A detailed description of the NKVD massacres would have brought two benefits: (1) The NKVD massacres truly happened — they are recent, have been documented in many sources, perhaps can be testified to by eyewitnesses to this very day. The Hannover Calumny, in contrast, refers to events that took place three and one-half centuries ago, and is patently hyperbolic. (2) The NKVD massacres were primarily of Ukrainians, and as a historian of Ukraine, their description provides you with an opportunity to demonstrate that Ukrainians were overwhelmingly victims during the Second World War, which demonstration is necessary to counter the mass-culture portrayal of Ukrainians as victimizers.
But, given the opportunity afforded by the NKVD massacres, what did you do with it?

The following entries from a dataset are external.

PR #501, opened 2018-11-20
Iterate design of 'Content has been published' confirmation screen

MuriloDalRi:
https://trello.com/c/JsrpqR3h/419-iterate-design-of-content-has-been-published-confirmation-screen

- Removes empty `<div class="govuk-grid-row">` above the confirmation
  panel, which was causing extra spacing.
- Removes 30px margin below title in confirmation panel (https://github.com/alphagov/govuk_publishing_components/pull/628)
- Replace copy-to-clipboard section to just show link in normal govuk-body styling

### DIFF
--- a/app/views/layouts/application.html.erb
+++ b/app/views/layouts/application.html.erb
@@ -79,6 +79,7 @@
     <% end %>
 
     <main class="govuk-main-wrapper<%= " govuk-main-wrapper--l" if yield(:back_link).blank?%>" id="main-content" role="main">
+      <% if yield(:title).present? %>
       <div class="govuk-grid-row">
         <div class="govuk-grid-column-two-thirds">
           <span class="govuk-caption-l"><%= yield(:context) %></span>
@@ -88,6 +89,7 @@
           <%= yield(:title_side) %>
         </div>
       </div>
+      <% end %>
       <%= yield %>
     </main>
   </div>
--- a/app/views/publish_document/published.html.erb
+++ b/app/views/publish_document/published.html.erb
@@ -12,10 +12,7 @@
       <%= render "govuk_publishing_components/components/govspeak" do %>
         <%= govspeak_to_html t("publish_document.published.reviewed.body", title: @document.title) %>
 
-        <%= render "govuk_publishing_components/components/copy_to_clipboard",
-          label: nil,
-          copyable_content: DocumentUrl.new(@document).public_url,
-          button_text: "Copy link" %>
+        <%= link_to(nil, DocumentUrl.new(@document).public_url, class: "govuk-link") %>
       <% end %>
     <% else %>
       <%= render "govuk_publishing_components/components/panel", {
@@ -25,10 +22,9 @@
       <%= render "govuk_publishing_components/components/govspeak" do %>
         <%= govspeak_to_html t("publish_document.published.published_without_review.body", title: @document.title) %>
 
-        <%= render "govuk_publishing_components/components/copy_to_clipboard",
-          label: t("publish_document.published.published_without_review.send_label"),
-          copyable_content: document_url(@document, utm_content: "2i-link"),
-          button_text: "Copy link" %>
+        <p> <%= t("publish_document.published.published_without_review.send_label") %> </p>
+
+        <%= link_to(nil, document_url(@document, utm_content: "2i-link"), class: "govuk-link") %>
       <% end %>
     <% end %>
   </div>


app/views/layouts/application.html.erb
```diff
@@ -79,15 +79,17 @@
...
+          </div>
+          <div class="govuk-grid-column-one-third app-grid-column--end">
+            <%= yield(:title_side) %>
+          </div>
         </div>
-        <div class="govuk-grid-column-one-third app-grid-column--end">
-          <%= yield(:title_side) %>
-        </div>
-      </div>
+      <% end %>
```
kevindew: 👍

app/views/publish_document/published.html.erb
```diff
@@ -1,4 +1,9 @@
-<% content_for :back_link, document_path(@document) %>
+<% if @document.review_state == "reviewed" %>
+  <% content_for :back_link, t("application.back_link.back"), documents_path %>
```
kevindew: I don't think this will work

config/locales/en/application.yml
```diff
@@ -7,3 +7,5 @@ en:
       support_and_feedback: Support and feedback
       documentation: Documentation
       how_to_write_publish_improve: How to write, publish, and improve content
+    back_link:
+      back: Back to document list
```
kevindew: This looks to be a global change - and we only want to change this for a specific view.

app/views/publish_document/published.html.erb
MuriloDalRi: Do you mean the implementation or because my change to the component hasn't been merged?

config/locales/en/application.yml
MuriloDalRi: I wasn't sure whether to hardcode this in that view or put it in a locale file and thought it might go here. Should I just hardcode it in the view?

app/views/publish_document/published.html.erb
kevindew: it looks like we're passing three arguments to `content_for` when it can just accept two: the key and the value. The value of this is then passed to the component as the href argument: https://github.com/alphagov/content-publisher/blob/6ec7337fea74534cce1ea515633a72981cd936c3/app/views/layouts/application.html.erb#L44

config/locales/en/application.yml
kevindew: Yeah I'd hardcode it as that seems consistent with: https://github.com/alphagov/content-publisher/blame/6ec7337fea74534cce1ea515633a72981cd936c3/docs/adr/0004-editing-microcopy.md#L43

app/views/layouts/application.html.erb
```diff
@@ -41,7 +41,14 @@
     } %>
 
     <% if yield(:back_link).present? %>
-      <%= render "govuk_publishing_components/components/back_link", href: yield(:back_link) %>
+      <% if yield(:back_link).include?('text') %>
```
benthorner: I think we could have a problem here if a link happens to include the word 'text' - e.g. a title. Perhaps it's safer to just have a ':custom_back_link' content block, so it doesn't interfere with the current one?

MuriloDalRi: 👍

app/views/publish_document/published.html.erb
```diff
@@ -1,4 +1,9 @@
-<% content_for :back_link, document_path(@document) %>
+<% if @document.review_state == "reviewed" %>
+  <% content_for :custom_back_link, {text: "Back to document list", href: documents_path}.to_json.html_safe %>
```
benthorner: Another idea to make this simpler: you could render the custom back link as a block right here instead of passing JSON hashes around.

MuriloDalRi: But wouldn't that render the component inside the `<main>` block?

benthorner: I don't think so. You can just yield the raw HTML in the `custom_back_link` section.

kevindew:
@MuriloDalRi it might be an idea to separate the back button part of this PR into a separate PR as the other two parts of this seem good to be merged but that seems to be ongoing.

Although it seems clever to use JSON as means to pass an object around I think that's something quite unexpected for views so I think that's an approach we should try avoid.

Based on the things Ben was suggesting previously the simplest approach could be that we have:

In the global layout:

```
yield(:back_link)
```

and then in each view that sets a back link have either:

```
<% content_for :back_link,
  render "govuk_publishing_components/components/back_link", {
     href: document_path(@document),
  } %>
```

and for a more complex one:

```
<% content_for :back_link,  
  render "govuk_publishing_components/components/back_link", {
     text: "Back to document list",
     href: documents_path,
  } %>
%>

```

MuriloDalRi:
@kevindew I'll open a new PR for the back link 👍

Very little, and that very little was biased. Below I will quote the only two references to the NKVD massacres that I can find in your book. The second instance is fairly neutral, and as I have little to say about it, I will dispose of it first:
Researchers also worked diligently to make public documentary evidence concerning recent Ukrainian national tragedies, such as the Great Famine of 1933, which, until the late 1980s, according to Soviet sources had never occurred, and the numerous massacres of Ukrainians by Soviet security forces on the eve of and during World War II (at Vinnytsia and L'viv, among other places), which had been unjustly attributed to the German invaders. (p. 672) |
The one improvement I would have liked to see is an elaboration of "security forces." Do you mean the NKVD? If so, why didn't you say so? Why not prefer the concrete to the abstract? The above second quote of yours, however, is only a passing allusion, it does not constitute coverage of the NKVD massacres.
But it is your first mention of NKVD executions that is of greater interest because it is the more revealing of your underlying anti-Ukrainian bias:
The Germans helped to circulate rumors that 'Jewish Bolsheviks' had been involved in the murders of thousands of Ukrainian political prisoners killed by the Soviet authorities before their hasty retreat. (p. 631) |
I find three things wrong with the above statement:
(1) The NKVD executions were massive in scale, and played a significant role in turning Ukrainians against Communism, and thus played a significant role also in encouraging Ukrainians to welcome the German invaders as liberators. As the Ukrainian welcoming of the Germans is widely interpreted as springing from a Ukrainian predilection to Naziism, your strengthening the alternative interpretation that it sprang rather from a Ukrainian loathing of Communism would have served to correct a popular misconception. Thus, your treating these NKVD massacres in the one sentence quoted above does not allocate to them the attention that their significance deserves, and does not evoke the strong images that would serve to banish that misconception permanently.
(2) You portray the involvement of Jews in the massacres as if it were no more than a German fabrication. In fact, however, if the massacres were implemented by the NKVD, and if the NKVD was dominated by Jews, then Jewish involvement would have been more than rumor, it would have been fact.
(3) The domain of the word "rumors" within your sentence is ambiguous. Is it only the Jewish involvement that you wish to portray as rumored, or is it Jewish involvement together with the murders themselves? Your wording makes it possible for your reader to conclude that not only the Jewish involvement, but also the massacres themselves, were nothing but German rumors. Your sentence leaves your reader the option of believing that there were no NKVD massacres in western Ukraine prior to occupation by German forces.
In conclusion, further exploration of your book reinforces the conclusion that I arrived at in my earlier letter to you (Dec 12/97) — that your orientation is anti-Ukrainian. I must reiterate too that I find it incongruous that for the dissemination of your anti-Ukrainian views you have been given one of the most prominent forums in the land.